Se em todas as conferências e congressos do Judiciário, aqui e lá fora, a morosidade da Justiça brasileira é sempre apontada como a maior causa de injustiças, nunca entendi por qual razão os nobres magistrados têm direito a dois meses de férias por ano, se o comum dos mortais pode tirar no máximo 30 dias.

É o chamado "direito adquirido" pela Lei Orgânica da Magistratura, em vigor há 44 anos, desde os tempos da ditadura militar, e ai de quem quiser mexer com isso, cláusula pétrea de todos os privilégios do Judiciário, que permite a seus membros ter vencimentos de 6 dígitos por mês, mas eles ainda acham pouco, como revela reportagem de Pepita Ortega, do Blog do Fausto Macedo, no Estadão.

Sim, por mais que pareça inacreditável, eles agora acionaram a presidente do STF, Rosa Weber, para pedir o "julgamento imediato" de uma ação que pode garantir a magistrados de todo o país a chamada licença-prêmio: três meses de férias, já concedidos a juízes e desembargadores dos tribunais estaduais, a cada cinco anos, com a possibilidade de "venda" do período, quando eles embolsam os subsídios correspondentes para formar seus supersalários, tudo "dentro da lei", é claro.

Qual motivo eles alegam para esse pedido? Que trabalham demais, que estão ficando doentes de tanto julgar, que fazem muitas horas extras todos os dias? Não, nada disso. É apenas esse mesmo: eles querem equiparação com seus homólogos dos Estados.

Funciona sempre assim: uma banda do funcionalismo sai na frente e consegue mais um privilégio; em seguida, outra banda pede equiparação, e assim vai. É o tal "se eles podem, eu também quero".

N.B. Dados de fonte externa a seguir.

PR #1851, opened 2023-03-14
Fix/focus editor first line

msadura:
https://app.charmverse.io/charmverse/page-14046344584328407

https://app.charmverse.io/charmverse/page-7618451838156732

Se essa mordomia for aprovada pelo STF, pode ter um de dois efeitos: aumentar ainda mais a despesa do país com o Judiciário, que já é uma das mais altas do mundo, caso todos resolvam "vender" seus direitos; ou vai aumentar a morosidade dos processos, que podem tranquilamente durar 10, 20, 30 anos.

Em qualquer dos casos, quem vai pagar este novo penduricalho somos nós. Como sabemos, governo não fabrica dinheiro, usa apenas o dos impostos que pagamos.

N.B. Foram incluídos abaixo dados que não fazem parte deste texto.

PR #1852, opened 2023-03-14
Email ux improvements

motechFR:
Improve the modal UX when connecting via email

Allow user to disconnect email account

### DIFF
--- a/components/login/CollectEmail.tsx
+++ b/components/login/CollectEmail.tsx
@@ -15,12 +15,15 @@ type FormValues = yup.InferType<typeof schema>;
 
 type Props = {
   handleSubmit: (email: string) => void;
+};
+
+type DialogProps = Props & {
   isOpen: boolean;
   onClose: () => void;
 };
 
-export function CollectEmailDialog({ handleSubmit, isOpen, onClose }: Props) {
-  const { register, getValues, getFieldState, reset, watch } = useForm<FormValues>({
+export function CollectEmail({ handleSubmit }: Props) {
+  const { register, getValues, getFieldState, watch } = useForm<FormValues>({
     mode: 'onChange',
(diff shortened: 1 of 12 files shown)


components/login/CollectEmail.tsx
```diff
@@ -49,12 +53,41 @@ export function CollectEmailDialog({ handleSubmit, isOpen, onClose }: Props) {
...
+      {description && (
+        <Typography pl={0.2} mb={2}>
+          {description}
+        </Typography>
+      )}
+      <TextField {...register('email')} placeholder='email@charmverse.io' type='text' fullWidth sx={{ mb: 2 }} />
+      <Button disabled={!validEmail() || loading} onClick={submitEmail}>
         Submit
+        {loading && (
+          <span style={{ marginLeft: '6px' }}>
```
mattcasey, line 68: you can just use the `loading` prop on Button

mattcasey (approved):

lib/users/updateUsedIdentity.ts
```diff
@@ -69,7 +69,7 @@ export async function updateUsedIdentity(userId: string, identityUpdate?: Identi
 
   // Priority of identities: [wallet, discord, unstoppable domain, google account]
   if (user.wallets.length) {
-    updateContent.username = shortWalletAddress(user.wallets[0].address);
+    updateContent.username = shortWalletAddress(user.wallets[0].ensname ?? user.wallets[0].address);
```
valentinludu, line 72: I like this simple fix.

I would add something to it. If the user does not have an ensname the fallback is the full address.

I suggest to wrap it inside `shortWalletAddress()` so you don't make the full address the username.

valentinludu (approved):
Tested and looks good.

Uma das poucas vozes que se levantou contra esse absurdo de férias duplas para a magistratura foi a do ministro Gilmar Mendes, do STF, como lembra a repórter Pepita Ortega. "Em maio, ele bradou 'acabem com as férias de dois meses', após o que considerou uma tentativa dos magistrados de retardarem o julgamento sobre o modelo de condução de processos pelo "juiz de garantias".

O presidente da Associação dos Juízes Federais (Ajufe), Nelson Alves, afirmou ao Estadão que o pronunciamento do supremo sobre o tema vai "reconhecer a efetiva posição da magistratura dentro do cenário remuneratório do serviço público". Não é uma beleza?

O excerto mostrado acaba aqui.